Chapecó: Ex-secretária municipal de saúde e mais cinco pessoas são acusadas de desviar cerca de R$ 1,5 milhão do SUS

Publicado em: 08/04/2017 às 09:44
Chapecó: Ex-secretária municipal de saúde e mais cinco pessoas são acusadas de desviar cerca de R$ 1,5 milhão do SUS

A 1ª Vara Federal de Chapecó recebeu integralmente a denúncia do Ministério Público Federal relativa aos fatos apurados na 1ª fase da Operação Manobra de Osler. Segundo o juiz federal responsável pelo caso, Gueverson Rogério Farias, os elementos colhidos no curso da investigação “revelam indícios suficientes da materialidade e autoria delitivas para instauração da ação penal”. Na denúncia, o MPF/SC imputa aos acusados a prática dos crimes de peculato, associação criminosa, falsidade ideológica e dispensa ilícita de licitação. O montante desviado atinge quase R$ 1,5 milhão em valores da época.

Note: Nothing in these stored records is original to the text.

PR #1393, opened 2026-05-27
fix(repl): show permission prompts while draft input is present

### LINKED ISSUE #651: Bug: Interactive prompts sometimes don't show questions until return key is pressed
# Description

In some cases, when OpenClaude is waiting for user input after requesting permission, the question text doesn't appear in the terminal until the user presses the return key. The UI shows 'waiting for permission' but the actual question is not visible until return is pressed.

## Steps to Reproduce

1. Run OpenClaude in a scenario that triggers an interactive prompt
2. Wait for the permission/request prompt to appear
3. Observe that the question text may not be visible initially
4. Press return key
5. The question text then becomes visible

## Expected Behavior

The question should be immediately visible when the 'waiting for permission' message appears.

## Actual Behavior

The question text is hidden until the return key is pressed, creating confusion for the user.

## Environment

- OpenClaude version: [current]
- Terminal: [varies]
- OS: [varies]

## Additional Context

This appears to be a terminal UI rendering/timing issue where the prompt text is written to the buffer but not properly rendered until terminal refresh occurs (triggered by pressing return).

chioarub:
## Summary

- Resolve permission, hook, elicitation, and cost dialogs before prompt typing suppression so they take focus immediately
- Remove the redundant "Waiting for permission…" placeholder in `PromptInput` that appeared while the real dialog was hidden
- Add `resolveCriticalInputDialog` helper with regression tests

Fixes #651

## Impact

- user-facing impact: Permission and interactive prompts are visible as soon as they are requested, even when the user has draft text in the input or was recently typing. Pressing Return is no longer required to reveal the question.
- developer/maintainer impact: Critical dialog priority is extracted to `replFocusedInputDialog.ts` for testability. Lower-priority startup/recommendation dialogs remain suppressed during typing (issue #363 behavior preserved).

## Testing

- [x] `bun run build`
- [x] `bun run smoke`
- [x] focused tests: `bun test src/screens/replFocusedInputDialog.test.ts src/screens/replInputSuppression.test.ts src/screens/replStartupGates.test.ts`

## Notes

- provider/model path tested: n/a (REPL UI focus logic only)
- Root cause: `getFocusedInputDialog()` returned `undefined` while `promptTypingSuppressionActive` was true (draft input or recent typing), so `PromptInput` stayed mounted with a placeholder instead of rendering the permission UI. Pressing Return cleared/submitted draft input and ended suppression.
- follow-up work or known limitations: Manual terminal verification across varied terminals would still be useful; the fix targets the confirmed focus/suppression logic rather than a low-level Ink refresh bug.

### DIFF
--- a/src/components/PromptInput/PromptInput.tsx
+++ b/src/components/PromptInput/PromptInput.tsx
@@ -177,7 +177,6 @@ type Props = {
   isSideQuestionVisible?: boolean;
   helpOpen: boolean;
   setHelpOpen: React.Dispatch<React.SetStateAction<boolean>>;
-  hasSuppressedDialogs?: boolean;
   isLocalJSXCommandActive?: boolean;
   insertTextRef?: React.MutableRefObject<{
     insert: (text: string) => void;
@@ -232,7 +231,6 @@ function PromptInput({
   isSideQuestionVisible,
   helpOpen,
   setHelpOpen,
-  hasSuppressedDialogs,
   isLocalJSXCommandActive = false,
   insertTextRef,
   voiceInterimRange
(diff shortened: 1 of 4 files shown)


kevincodex1 (approved):
LGTM

jatmn (approved):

O esquema criminoso envolveu a contratação de serviços de medicina hiperbárica (oxigenoterapia) de uma clínica da qual, segundo revelaram as investigações, o marido da ex-secretária era efetivo sócio e administrador. A contratação foi realizada sem licitação, por intermédio de um simples credenciamento junto ao Consórcio Intermunicipal de Saúde (CIS-Amosc), que efetuava os pagamentos à clínica com os recursos do Sistema Único de Saúde (SUS) repassados pela Secretaria Municipal de Saúde de Chapecó.

Com o credenciamento da clínica no CIS-Amosc, alguns meses após a ex-secretária assumir a pasta da Saúde no início de 2013, cresceram vertiginosamente os gastos com esse procedimento, que passou de uma média anual de 25 sessões, para aproximadamente 3 mil procedimentos em 2014. Em 2015, quando o Conselho Municipal de Saúde passou a questionar esses elevados gastos com medicina hiperbárica, houve uma significativa redução na contratação desses procedimentos, que cessou em 2016.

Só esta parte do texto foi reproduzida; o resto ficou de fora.